Records for processing:
PR #1203, opened 2020-03-31
Remove YASK and OPS backends

FabioLuporini:
Reason: we do not have the manpower to sustain the implementation and maintenance effort


FabioLuporini:
Merged.

PR #1205, opened 2020-04-01
OpenACC inception

FabioLuporini:


devito/core/gpu_openacc.py
```diff
@@ -0,0 +1,171 @@
...
+
+
+class DeviceAccizer(DeviceOmpizer):
+
+    lang = {
+        'atomic': c.Pragma('acc atomic update'),
+        'map-enter-to': lambda i, j:
+            c.Pragma('acc enter data copyin(%s%s)' % (i, j)),
+        # 'map-enter-alloc': lambda i, j:
+        #    c.Pragma('omp target enter data map(alloc: %s%s)' % (i, j)),
```
mloubout, line 34: Leftover debug?

devito/core/__init__.py
```diff
@@ -32,6 +34,10 @@
 operator_registry.add(DeviceOpenMPOperator, Device, 'advanced')
 operator_registry.add(DeviceOpenMPCustomOperator, Device, 'custom')
 
+operator_registry.add(DeviceOpenACCNoopOperator, Device, 'noop', 'openacc')
+operator_registry.add(DeviceOpenACCOperator, Device, 'advanced', 'openacc')
+operator_registry.add(DeviceOpenACCCustomOperator, Device, 'custom', 'openacc')
+
```
mloubout, line 40: So shouldn't the rest of the registery have a language too like openmp for OMPoffloading and C for the rest, only ths one seems to use language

Task directions:
Among the records above, find each line holding the string "devito" and pull it out.

Task output:
devito/core/gpu_openacc.py
devito/core/__init__.py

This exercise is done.